Неприятельская конница появилась поблизости, должно быть, готовит ему такое
угощение, которое переварить нелегко. На коня, на коня, — и подоспел он к Лаону
как раз в ту минуту, когда пал его маршал Бирон. Вот лежит этот человек, он с
давних пор был сухощав и суров, теперь же стал дряблым и беспомощным, как
бывает, когда близка смерть. Ее близость Генрих безошибочно узнает у солдат;
сразу видит, где ее еще можно отвратить, а где нет. Он поднимает голову и плечи
своего Бирона с земли, которая вскоре его покроет. Они смотрят друг на друга,
в глазах предельная скорбь прощания и конца. Мы были врагами: вот почему с тех
пор так крепка наша дружба. Не забывай меня, ты не можешь меня забыть. Не
забывай и ты, там, куда тебя призывают. До свидания. Но нет. Какими глазами мы
можем вновь увидеть друг друга, когда эти скоро превратятся в прах. Генрих
упорно глядел в них, пока взгляд их не застыл и не помутнел.

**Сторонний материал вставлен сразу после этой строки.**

PR #630, opened 2020-08-16
switch long long back to int for CyPlayer::changeGold to fix bug reported by jatkinson

MattOttawa:


Toffer90:
This is the wrong way to fix the bug reported by jatkinson.
Python is giving a float, so long long and int are both equally wrong in that sense.
The bug is rather in the python code that delivers a float when a long long is expected.

Toffer90:
I fixed a couple changeGold spots in python that delivered float a couple days ago in commit 8b42e3a1226ea20cc3cb8626c22bda354ec5368f

MattOttawa:
You sure you want that a long long anyways? int should be big enough.

Toffer90:
The set function should be capable of setting any valid value.
And looking into it, the bug jatkinson had is already fixed on git, it is one of the spots I fixed.

PR #373, opened 2020-01-12
[WIP] Integer types 1

MattOttawa:
Switching ints to short or char.
Work in progress.

PR #631, opened 2020-08-17
added uint64_t typedef

MattOttawa:


Toffer90:
Nice, it is so annoying to write "unsigned long long".

Thunderbrd:
uint64_t is an improvement on writing "unsigned long long"?  I guess for me I find it vaguely termed and the _ makes it harder to type out. (you have to use a shift)

Anyhow, is this interchangeable with unsigned long long?

Toffer90:
It's still easier and looks better in the code.
@MattOttawa could we perhaps just rename them to int64 and uint64, redact the `_t`?

Thunderbrd:
I suppose as it's one word.

Again though, would it be interchangeable?

MattOttawa:
The _t can be dropped for sure, but it works with the colors for notepad++ the way it is, which is why I like those.

Toffer90:
> The _t can be dropped for sure, but it works with the colours for notepad++ the way it is, which is why I like those.

That's a valid point, I don't want to lose the color coding.

> Again though, would it be interchangeable?

Sure, both variants can be used.

Thunderbrd:
OK, but does one MEAN the other in the code or do they have to be recast to be used in calculations with one another?

MattOttawa:
> uint64_t is an improvement on writing "unsigned long long"? I guess for me I find it vaguely termed and the _ makes it harder to type out. (you have to use a shift)

I still have the branch where I started switching int to short or char. Bill didn't like it, but I havn't forgotten about it. If short and char are used more in the future then I think these typedefs will be nice.
Cause it would be:
int8_t instead of char
int16_t instead of short
int64_t instead of long long

https://github.com/caveman2cosmos/Caveman2Cosmos/pull/373

Thunderbrd:
I can see that being useful though I'm better at remembering the original type names so it would just take a bit to adjust is all - and somewhere I could reference what they mean easily.

Toffer90:
> OK, but does one MEAN the other in the code or do they have to be recast to be used in calculations with one another?

They are equivalent, so one is the same as the other, no need to cast between them when two variables with both are used together. 'long long' casting int64_t would be the same as 'long long' casting a 'long long'., meaning redundant.

PR #632, opened 2020-08-17
food consumed by units

MattOttawa:


Toffer90:
Cool initiative.

Thunderbrd:
Looking at your changes helps me to answer the questions I had about design intent mostly.  Generalizing the expense and then splitting that cost across the empire is probably a good idea.

I would ask that this be done within the frame of a game option.  Not all will want this, no matter how cool we here think it is.  And its easier to set that up now and apply the GC.getGame().isOption(GAMEOPTION_WHATEVAH) if statements as you go.

I will probably need to manage this in a different way with my supply line and nomadic start methods though maybe we can find a way to blend it all together eventually, particularly if the micromanagement of the approach I have in mind there becomes too laborious.  Having the option switch there will help with being able to blend our efforts.

Don't get me wrong, I'm with Toffer and feel this is a great idea - I actually pitched it myself a number of years back almost exactly as you're stepping into implementing it here.  Love it!

MattOttawa:
Units on a city are fed by that city. (Should the owner of the unit be checked?)
The food consumed by units not on a city will be added up then divided by the number of cities that are set to "feed the army".
For that I was hoping Toffer could add a button in the city screen or some way for players to toggle whether or not a city is feeding the army. I'll need a bit of AI for that too...

cbltv1:
I'm assuming this is to reduce city growth throughout the Eras.

Toffer90:
> I'm assuming this is to reduce city growth throughout the Eras.

It would have that effect, but it would hit warmonger players harder than builders.
It will have to be an option, as I'm not sure I would want to play with it much.

Toffer90:
> For Toffer to add such a button, not only will a small graphic be needed, and he can give you an idea of what he wants for that, but you'll need to add a widget. See if you can follow the coding for the widget I made a few years ago for the demolish building/city button.

No widget is needed, all I need is a function exposed to python so that python can tell the dll when the button is pressed.
Perhaps another function to ask the dll whether the button state is active or not so that the button graphic can mirror the state.
On/off state I mean. So, a "**get**" and a "**set**" function or "**is**" and a "**toggle**" function, whatever naming you like best for what it does.

Thunderbrd:
Maybe I don't understand what a widget is for then... my understanding was it was to make it possible to add a UI interface effect.

Toffer90:
> Maybe I don't understand what a widget is for then... my understanding was it was to make it possible to add a UI interface effect.

I always just use WIDGET_GENERAL for all UI, usually I can code out what happens when the UI element is pressed in python.
WIDGETS are only meant to hide all interaction code within the dll, meaning that no python code whatsoever is triggered by the interaction. WIDGET_GENERAL will trigger the handleInput python function within the active screen class when interacted with, while the specific widgets will not inform python of any interaction, just go straight to dll.

In PPIO I replaced a lot of specific widgets with the general one when I saw I could replicate the dll code for its interaction within python.

If it's used for multiple screens, and the code doesn't differ between them, then it can be standardized into a specific widget and have the code centralized in the dll rather than duplicated within multiple handleInput functions for different python screen objects.

Toffer90:
> Is it just to create a hover tooltip perhaps?

It's for that, and for handling what happens when it's clicked.
Though there's no way to get the wide python tooltip without using the GENERAL widget.

Thunderbrd:
It doesn't include sync protection to use the widget does it?

Toffer90:
> It doesn't include sync protection to use the widget does it?

Not sure, I usually write sync protection code in python when interaction changes the game state.
I think most dll widget code does similarly and that the exe does not contain any extra sync protection code integrated in the widget system.

Thunderbrd:
We'll have to discuss someday how you protect changes in python regarding synchronizing.  I've never gotten any insight into that process.  But it's good to know that its a habitual thing for ya.  I suppose if the state wasn't being changed in Python, and we weren't doing it through a widget, we'd still need to setup the state change through the message reporting system.  I guess?

Toffer90:
> We'll have to discuss someday how you protect changes in python regarding synchronizing. I've never gotten any insight into that process. But it's good to know that its a habitual thing for ya. I suppose if the state wasn't being changed in Python, and we weren't doing it through a widget, we'd still need to setup the state change through the message reporting system. I guess?

Python has its own version of:
- `CvMessageControl::getInstance().doSomething(someArguments)`

It's usually used like this in python: 
- `CyMessageControl().sendModNetMessage(905, iPlayer, iCity, -1, UNIT)`

PR #635, opened 2020-08-22
Switched national culture to long long

MattOttawa:


Toffer90:
There's some save compatibility issues, I'm working on them now.

Toffer90:
I think it's ready to be merged now.

Sources/CvPlayer.cpp
```diff
@@ -21933,7 +21905,7 @@ void CvPlayer::read(FDataStreamBase* pStream)
 	// @SAVEBREAK REPLACE
 		double fGold = 0;
 		WRAPPER_READ(wrapper, "CvPlayer", &fGold);
```
MattOttawa, line 21907: don't need these brackets?

Toffer90: what brackets?

MattOttawa: this->m_iGold = static_cast<int64_t>(fGold + 0.01) + (1000000 * m_iGreaterGold) + m_iGold;
		this->m_iGold = static_cast<int64_t>(fGold + 0.01) + 1000000 * m_iGreaterGold + m_iGold;

Toffer90: They are not needed. multiplication always happen before addition.

MattOttawa: ha

Toffer90: i.e. it would be needed if it was like so:
`this->m_iGold = static_cast<int64_t>(fGold + 0.01) * (1000000 + m_iGreaterGold) * m_iGold;`
Because this would not be the same
`this->m_iGold = static_cast<int64_t>(fGold + 0.01) * 1000000 + m_iGreaterGold * m_iGold;`

PR #638, opened 2020-08-25
Switched a couple typdefs.

MattOttawa:
Found this in the code cleanup project:
Standardize the basic types (copy C++11 types?), static_assert sizes.

These integer type defines are part of standard library file <cstdint> (C++11).
File won't work (I guess we're pre c++ 11?)  so I copied them.

Anyways, I plan on switching more types unless someone stops me.


Toffer90:
I won't stop you, word, dword and qword never made much sense to me, better to call int an int imo. ^^
Having the type bit size in the type name is informative and consistent.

В один и тот же день он получил своего Цезаря и потерял своего Бирона. Ясно
ощущает он непрерывную смену, против натиска которой мы обороняемся и должны
держаться стойко. Сыновья, идите за нами следом: я приближаю вас к себе, вы
утверждаете меня. Бирон оставил при войске своего сына, король призвал его к
себе.
— Маршал Бирон, — обратился он к сыну; так узнал тот, что наследовал звание
отца. Он этого и ждал. Однако поблагодарил подобострастно; увидев, что король
плачет, он, словно по приказу, разразился диким воем. Он был необычайно
мускулист и вовсе не сухощав, но суров. Он еще когда-нибудь покажет королю свою
верность. А сейчас он скорбел и стенал, что, собственно, не подобает сильному
тридцатипятилетнему мужчине, — стенал до тех пор, пока король не остановил его,
заговорив о жалованье, которое полагалось ему как маршалу Франции. Здесь
Бирон-сын перешел к торгу. Он отстаивал свои притязания всеми доступными ему
доводами.
— У вас есть враги, — доказывал он королю. — Я могу своими руками удушить
любого человека. Что, если бы я был против вас! Сир, вы можете почитать себя
счастливым.
Что это — просто глупость или дурное воспитание? А может быть, хитрость?
Король хотел видеть в этом только бахвальство удачного создания природы,
которое кичится своими незаурядными физическими достоинствами. Когда же Бирон
сослался на свое влиятельное родство, король принял это как напоминание. Ибо
он, король Генрих, был призван и намерен ополчиться против родства и кумовства
сильных мира и по возможности умалить их влияние во имя блага своего народа и
королевства. Бирон-сын об этом понятия не имел. Генрих приглядывался к нему.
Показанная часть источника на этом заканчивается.